- Exercise prompt
All lines from the one with "## How to test-drive this PR" through the end of the records below are to be given again exactly, and nothing else.

- Excerpted data
--------

PR #136, opened 2016-10-25
Working navigation for the Merlin's site

olibrook:
**JIRA**: https://mobify.atlassian.net/browse/WEB-922

## How to test-drive this PR
- Code review
- Test in the browser (click the menu button to reveal)


app/components/nav-item/index.jsx
```diff
@@ -0,0 +1,108 @@
+import React from 'react'
+import * as assetUtils from 'progressive-web-sdk/dist/asset-utils'
+import * as DefaultNavItem from 'progressive-web-sdk/dist/components/nav-item'
```
DanielBrookRoberge: Since the nav-item/index.js only has a default export, this can just be `import DefaultNavItem from '...'`

app/components/nav-item/index.jsx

--------

- Solution for this task
## How to test-drive this PR
- Code review
- Test in the browser (click the menu button to reveal)


app/components/nav-item/index.jsx
```diff
@@ -0,0 +1,108 @@
+import React from 'react'
+import * as assetUtils from 'progressive-web-sdk/dist/asset-utils'
+import * as DefaultNavItem from 'progressive-web-sdk/dist/components/nav-item'
```
DanielBrookRoberge: Since the nav-item/index.js only has a default export, this can just be `import DefaultNavItem from '...'`

app/components/nav-item/index.jsx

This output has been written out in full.